Die junge Frau wurde vorsichtig auf die Trage gelegt, das Baby daneben. Dr. Norden deckte beide warm zu.
»Sie können mit mir fahren, Herr Fichte«, sagte er, und es gelang ihm sogar, seiner Stimme einen beruhigenden Klang zu verleihen.
Der Chefarzt Dr. Leitner war eine Minute früher dagewesen. Auch auf ihn war Verlass. Dr. Norden war schon lange mit ihm befreundet, wie auch mit Dr. Behnisch, dem auch diese Gynäkologische Klinik gehörte. Er kam ebenfalls, weil Fee ihm ja nicht genau hatte erklären können, worum es ging, nur eben, dass es ein äußerster Notfall sei.
Auch jetzt war keine Zeit für lange Erklärungen, das sahen die anderen beiden Ärzte auch.
Herr Fichte musste sich selbst überlassen bleiben.
Dr. Leitner und Dr. Behnisch verschwanden mit der jungen Frau im Operationssaal, Dr. Norden nahm sich unter der Assistenz von Schwester Hildegard des Babys an.
Selbst Schwester Hilde, in Ehren ergraut und jenseits von Gut und Böse, konnte sich der Ausstrahlung nicht entziehen, die von Dr. Norden ausging. Seine Ruhe, seine Sicherheit teilte sich ihr mit. Es faszinierte sie, seine schlanken Hände zu beobachten, die das Kind drehten und wendeten, nachdem sie es schnell gewaschen hatte.
»Ein strammer Bursche«, sagte er. »Er ist gut davongekommen. Hat es ein bißchen zu eilig gehabt.«
»Ja, manchmal sind die Mütter auch recht sorglos«, sagte Schwester Hildegard.
»Ich weiß nicht, wie es zu dieser Sturzgeburt kam«, stellte er ruhig fest. »Hoffen wir, dass ihm seine Mutter erhalten bleibt.«
Das Baby schlief längst in einem weißen Bettchen, als seine Mutter aus dem Operationssaal gefahren wurde. Joachim Fichte hatte kein Ohr dafür gehabt, dass sein Sohn gesund und kräftig genug war, um die dramatische Geburt zu überstehen.

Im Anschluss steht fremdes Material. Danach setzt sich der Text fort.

PR #58, opened 2021-05-28
Add automatic restart for Python backend stubs

Tabrizian:
This should be merged after #59.

### DIFF
--- a/CMakeLists.txt
+++ b/CMakeLists.txt
@@ -83,6 +83,13 @@ FetchContent_MakeAvailable(pybind11)
 find_package(ZLIB REQUIRED)
 find_package(Threads REQUIRED)
 
+#
+# Boost
+#
+find_package(Boost REQUIRED)
+message(STATUS "Using Boost ${Boost_VERSION}")
+include_directories(${Boost_INCLUDE_DIRS})
+
 include_directories(${CMAKE_CURRENT_BINARY_DIR})
 configure_file(src/libtriton_python.ldscript libtriton_python.ldscript COPYONLY)
 
--- a/CMakeLists.txt
+++ b/CMakeLists.txt
@@ -1,4 +1,4 @@
-# Copyright (c) 2020, NVIDIA CORPORATION. All rights reserved.
+# Copyright (c) 2020-2021, NVIDIA CORPORATION & AFFILIATES. All rights reserved.
 #
 # Redistribution and use in source and binary forms, with or without
 # modification, are permitted provided that the following conditions
@@ -209,7 +209,6 @@ install(
   DESTINATION
     ${CMAKE_INSTALL_PREFIX}/backends/python
 )
-
 
 include(CMakePackageConfigHelpers)
 configure_package_config_file(
--- a/CMakeLists.txt
+++ b/CMakeLists.txt
@@ -52,6 +52,10 @@ set(TRITON_CORE_REPO_TAG "main" CACHE STRING "Tag for triton-inference-server/co
 #
 include(FetchContent)
 
+# We need to use ExternalProject because we want to use Boost 1.76 which is not
+# available in Ubuntu 20.04
+include(ExternalProject)
+
 FetchContent_Declare(
   repo-common
   GIT_REPOSITORY https://github.com/triton-inference-server/common.git
@@ -80,17 +84,25 @@ FetchContent_Declare(
 )
 FetchContent_MakeAvailable(pybind11)
 
-find_package(ZLIB REQUIRED)
-find_package(Threads REQUIRED)
-
 #
 # Boost
 #
-find_package(Boost REQUIRED)
-message(STATUS "Using Boost ${Boost_VERSION}")
-include_directories(${Boost_INCLUDE_DIRS})
+ExternalProject_Add(
+  boostorg
+  URL https://boostorg.jfrog.io/artifactory/main/release/1.76.0/source/boost_1_76_0.tar.gz
+  URL_HASH SHA256=7bd7ddceec1a1dfdcbdb3e609b60d01739c38390a5f956385a12f3122049f0ca
+  PREFIX "boost-src"
+  CONFIGURE_COMMAND ${CMAKE_COMMAND} -E copy_directory
+                    <SOURCE_DIR>/boost/ ${CMAKE_BINARY_DIR}/boost
+  INSTALL_COMMAND ""
+  BUILD_COMMAND ""
+)
+set(boostorg_INCLUDE_DIRS "${CMAKE_BINARY_DIR}/boost/")
 
-include_directories(${CMAKE_CURRENT_BINARY_DIR})
+find_package(ZLIB REQUIRED)
+find_package(Threads REQUIRED)
+
+include_directories(${CMAKE_BINARY_DIR})
 configure_file(src/libtriton_python.ldscript libtriton_python.ldscript COPYONLY)
 
 add_library(
@@ -112,16 +124,14 @@ add_executable(
   src/shm_manager.cc
   src/shm_manager.h
 )
+
+add_dependencies(triton-python-backend boostorg)
+add_dependencies(triton-python-backend-stub boostorg)
+
 set_property(TARGET triton-python-backend-stub PROPERTY OUTPUT_NAME triton_python_backend_stub)
 
 add_library(
   TritonPythonBackend::triton-python-backend ALIAS triton-python-backend
-)
-
-target_include_directories(
-  triton-python-backend
-  PRIVATE
-    ${CMAKE_CURRENT_SOURCE_DIR}/src
 )
 
 target_compile_features(triton-python-backend PRIVATE cxx_std_11)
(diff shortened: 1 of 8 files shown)


src/pb_stub.cc
```diff
@@ -132,6 +132,7 @@ class Stub {
   py::object deserialize_bytes_;
   py::object serialize_bytes_;
   ResponseBatch* response_batch_;
+  bool* health_;
```
CoderHam, line 135: Is this used?

src/pb_stub.cc
```diff
@@ -712,13 +715,15 @@ main(int argc, char** argv)
...
   bool non_graceful_exit = false;
+  bool &health = stub->Health();
 
   bool background_thread_running = true;
   std::thread background_thread(
-      [&parent_pid, &background_thread_running, &stub, &non_graceful_exit] {
+      [&parent_pid, &background_thread_running, &stub, &non_graceful_exit, &health] {
         while (background_thread_running) {
-          // Every two seconds check if the parent process is alive.
+          // Every 10ms check if the parent process is alive.
```
CoderHam, line 724: How does moving from 2s to 10ms impact performance?

src/python.cc
```diff
@@ -208,21 +208,24 @@ class ModelInstanceState : public BackendModelInstance {
...
   IPCMessage* ipc_message_;
   std::unique_ptr<SharedMemory> shm_pool_;
-  // Child process pid
-  pid_t child_pid_;
+  // Stub process pid
+  pid_t stub_pid_;
 
   // Parent process pid
   pid_t parent_pid_;
-
```
CoderHam, line 223: Keep this empty line

src/python.cc
```diff
@@ -208,21 +208,24 @@ class ModelInstanceState : public BackendModelInstance {
...
+  pthread_mutex_t* stub_mutex_;
+  pthread_cond_t* stub_cond_;
   pthread_mutex_t* parent_mutex_;
   pthread_cond_t* parent_cond_;
   std::string model_path_;
   IPCMessage* ipc_message_;
   std::unique_ptr<SharedMemory> shm_pool_;
-  // Child process pid
-  pid_t child_pid_;
+  // Stub process pid
```
CoderHam, line 218: Add empty line before comment line

CoderHam (changes requested):

src/python.cc
```diff
@@ -956,32 +950,147 @@ ModelInstanceState::SetupChildProcess()
...
-    pthread_cond_wait(parent_cond_, parent_mutex_);
-    pthread_mutex_unlock(parent_mutex_);
+    ipc_message_->health = false;
+
+    // Sleep 1 second so that the child process has a chance to change the
+    // health variable
+    sleep(1);
+
+    if (ipc_message_->health) {
+      // Create Python inference request
```
deadeyegoodwin, line 1074: Why are you sending a request to the stub at this point? Is this how you tell the stub to exit? Why not a more direct way... at the very least this comment needs updating.

src/pb_stub.cc
deadeyegoodwin, line 724: Does it really need to reset the health every 10ms? That seems unnecessarily frequent.

src/pb_stub.cc
```diff
@@ -712,13 +715,15 @@ main(int argc, char** argv)
...
           sleep(0.01);
+          health = true;
```
deadeyegoodwin, line 726: You are communicating between threads using "plain" variables without mutexes or atomics. This one is in shared memory and 'background_thread_running' and others are on stack. There is no guarantee if/when other threads will see this changes. On x86 it might just work but that may not be true on ARM. You need to make there variables atomics or protect them with a mutex or some other sync that enforces memory ordering/visibility.
https://stackoverflow.com/questions/3114124/in-c-c-are-volatile-variables-guaranteed-to-have-eventually-consistent-semant
https://stackoverflow.com/questions/34382440/shared-variables-in-c11

deadeyegoodwin (changes requested):

src/python.cc
Tabrizian: It is sending a request to trigger the shutdown and calling of `finalize` on the Python stub side. I agree that the messaging mechanism needs an update/refactor. When the main process creates a request of size zero, it triggers the shutdown on the stub side. I'll update the comment to be more clear.

src/pb_stub.cc
Tabrizian: Yes, that is not really required. I'll increase it to 300ms so that it has 3 chances to set this variable when the parent process is polling this variable (parent process polls this variable every 1s).

src/pb_stub.cc
Tabrizian: I see, I will fix this. I will add a mutex only in the shared memory for the health variable and make the variables that are shared between the threads atomic.

src/pb_stub.cc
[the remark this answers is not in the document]
Tabrizian: My bad, it is not used. I'll remove it.

src/python.cc
Tabrizian: I think we should only have empty lines before the comments so I think the removal is ok here.

Tabrizian:
@deadeyegoodwin I decided to switch to boost for using mutexes because of better abstractions. Boost provides `scoped_lock` in shared memory. I added a `health_mutex` which is used for synchronizing the `health` variable which resides in shared memory. If locking on the `health_mutex` fails, we assume that the stub is not responsive and we'll kill the stub process. I also looked at other alternatives such as [gcc atomic builtins](https://gcc.gnu.org/onlinedocs/gcc/_005f_005fsync-Builtins.html) and using C++11 atomic variables inside the shared memory. The latter can be used if the implementation of the atomic in the toolchain is lock-free. The implementation is lock-free on some toolchains and architectures, however, it may use locks on some other architectures.  The problem with  [gcc atomic builtins](https://gcc.gnu.org/onlinedocs/gcc/_005f_005fsync-Builtins.html) is similar to using atomics in shared memory. These functions only work on Intel processors which makes them platform dependent and unsuitable.

deadeyegoodwin (approved):

deadeyegoodwin (approved):

CMakeLists.txt
```diff
@@ -193,6 +210,7 @@ install(
     ${CMAKE_INSTALL_PREFIX}/backends/python
 )
 
+
```
CoderHam, line 213: remove extra line

src/pb_stub.cc
```diff
@@ -38,12 +43,13 @@
 #include "pb_utils.h"
 #include "shm_manager.h"
 
-
 namespace py = pybind11;
 using namespace pybind11::literals;
 
 namespace triton { namespace backend { namespace python {
 
+namespace bi = boost::interprocess;
```
CoderHam, line 51: move this together with the other namespace definitions

CoderHam (changes requested):

CMakeLists.txt
```diff
@@ -80,10 +84,25 @@ FetchContent_Declare(
 )
 FetchContent_MakeAvailable(pybind11)
 
+#
+# Boost
+#
+ExternalProject_Add(
```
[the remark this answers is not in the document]
Tabrizian: Removed.

CMakeLists.txt
```diff
@@ -52,6 +52,10 @@ set(TRITON_CORE_REPO_TAG "main" CACHE STRING "Tag for triton-inference-server/co
 #
```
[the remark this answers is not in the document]
Tabrizian: Fixed.

src/shm_manager.h
```diff
@@ -47,13 +49,15 @@ class SharedMemory {
...
   int64_t shm_growth_bytes_;
 
-  // List of old shared memory addresses that should be deallocated.
-  // First element of the pair is size and second element is the address.
-  std::vector<std::pair<size_t, char*>> old_shm_addresses_;
   void UpdateSharedMemory();
 
   // Get the amount of shared memory available.
   size_t GetAvailableSharedMemory();
+  boost::interprocess::shared_memory_object shm_obj_;
```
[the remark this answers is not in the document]
Tabrizian: It doesn't have a comment so I don't think blank line is required.

src/pb_stub.cc
```diff
@@ -711,15 +743,19 @@ main(int argc, char** argv)
   py::scoped_interpreter guard{};
 
   stub->Initialize(model_version, argv[6] /* triton install path */);
-  bool non_graceful_exit = false;
+  std::atomic<bool> non_graceful_exit(false);
 
-  bool background_thread_running = true;
+  std::atomic<bool> background_thread_running = {true};
```
CoderHam, line 748: More of a cleanliness fix but I think you should stick to the same convention for initializing these atomic bool variables ie. () or {} but not both.

CoderHam (changes requested):
Small fix, otherwise LGTM

deadeyegoodwin (approved):

CoderHam (approved):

Er zitterte noch immer, obgleich ihm Schwester Hildegard Beruhigungstropfen gebracht hatte.
Dr. Norden konnte ihm sagen, dass seine Frau nicht mehr in akuter Lebensgefahr schwebte.
Joachim Fichtes Erregung löste sich in Tränen, die ihm unaufhaltsam über die Wangen rannen. Dr. Norden ließ ihm Zeit, sich zu beruhigen. Er hatte volles Verständnis für ihn. Er selbst war auch ein werdender Vater. Er war durchaus nicht so ruhig, wie er sich gab, wenn er an Fee und ihr Baby dachte, und heute war er wieder einmal in eine Situation geraten, die ihn zutiefst beunruhigte.

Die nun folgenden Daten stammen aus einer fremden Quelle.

PR #62, opened 2021-06-18
Add support for DLPack Tensors

Tabrizian:
- [x] Support for input Tensors in DLPack
- [x] Support output Tensors in DLPack
- [x] Fix TYPE_BYTES support in GPU (DLPack does not support GPU tensors so I ended up not supporting this.)
- [ ] Add support for CUDA Array Interface (It will be addressed in a future PR)
- [x] Add testing for DLPack and CUDA Array Interface (I will add another PR for testing on the main repo)

Opening this PR for reviews. I will add testing to the server repo for this PR. The interfaces below show some examples of using Python backend tensors:

```python
# Create tensors using DLPack
tensor = pb_utils.Tensor.from_dlpack("TENSOR_NAME", dlpack_capsule_object)

# If the tensor is stored in CPU, it is possible to get NumPy representation
numpy_representation = tensor.as_numpy()

# Convert Python backend tensor to DLPack
tensor_dlpack = tensor.to_dlpack()
pytorch_tensor = torch.utils.dlpack.from_dlpack(tensor_dlpack)

# Legacy interfaces using NumPy
pb_tensor_from_numpy = pb_utils.Tensor("TENSOR_NAME", np.array([1, 2, 3]))
```

One issue that is remaining is if the output tensor is already an exported pointer, we cannot get the cudaIpcMemHandle. The only way that I can think of to mitigate this issue is to copy the tensor in another buffer and export the pointer for the new buffer. I'll address this in a future PR.


src/pb_stub_utils.cc
```diff
@@ -0,0 +1,281 @@
...
+// (INCLUDING NEGLIGENCE OR OTHERWISE) ARISING IN ANY WAY OUT OF THE USE
+// OF THIS SOFTWARE, EVEN IF ADVISED OF THE POSSIBILITY OF SUCH DAMAGE.
+
+#include "pb_stub_utils.h"
+#include "pb_utils.h"
+
+namespace triton { namespace backend { namespace python {
+
+int
+numpy_to_triton_type(py::object data_type)
```
deadeyegoodwin, line 33: Why is data_type an int instead of some enum, and why are plain numbers used for the datatypes instead of sum enum values?

src/pb_tensor.cc
```diff
@@ -0,0 +1,301 @@
...
+// OF THIS SOFTWARE, EVEN IF ADVISED OF THE POSSIBILITY OF SUCH DAMAGE.
+
+#include "pb_stub_utils.h"
+#include "pb_tensor.h"
+#include "pb_utils.h"
+
+namespace py = pybind11;
+
+namespace triton { namespace backend { namespace python {
+PbTensor::PbTensor(std::string name, py::object numpy_array)
```
deadeyegoodwin, line 34: const std::string& name
Can you padd numpy_array by const ref?

Similar comment for below functions

src/pb_tensor.h
```diff
@@ -0,0 +1,146 @@
...
+typedef enum PYTHONBACKEND_tensortype_enum {
+  PYTHONBACKEND_RAW,
+  PYTHONBACKEND_NUMPY,
+  PYTHONBACKEND_DLPACK
+} PYTHONBACKEND_TensorType;
+
+// PbTensor class is the representation of Triton tensors
+// inside Python backend.
+class PbTensor {
+  std::string name_;
```
deadeyegoodwin, line 49: class members should be private ?

src/python.cc
```diff
@@ -1,4 +1,5 @@
-// Copyright (c) 2020-2021, NVIDIA CORPORATION & AFFILIATES. All rights reserved.
+// Copyright (c) 2020-2021, NVIDIA CORPORATION & AFFILIATES. All rights
```
deadeyegoodwin, line 1: Remove "(c)" from copyright to avoid line wrap. These wrapped lines will fail in the copyright checker

deadeyegoodwin (changes requested):

src/pb_tensor.h
Tabrizian: By default class members are private. I'll add `private` to be more explicit.

src/pb_stub_utils.cc
Tabrizian: I'll fix this to be an enum.

src/pb_tensor.cc
Tabrizian: Adding const ref for `numpy_array` leads to some compile errors. This doesn't copy the whole numpy_array. It only copies the reference so there should not be any performance cost.

deadeyegoodwin (approved):

deadeyegoodwin (approved):

deadeyegoodwin (approved):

Er war Arzt mit Leib und Seele und auch dazu berufen. Er fragte sich in solchen dramatischen Augenblicken, wie solche Gefahren verhindert werden, wie man das Leben von Mutter und Kind besser schützen könnte.
Er war kein Frauenarzt, aber wie sein Vater schon, hatte auch er sich mit jedem Gebiet der Medizin beschäftigt.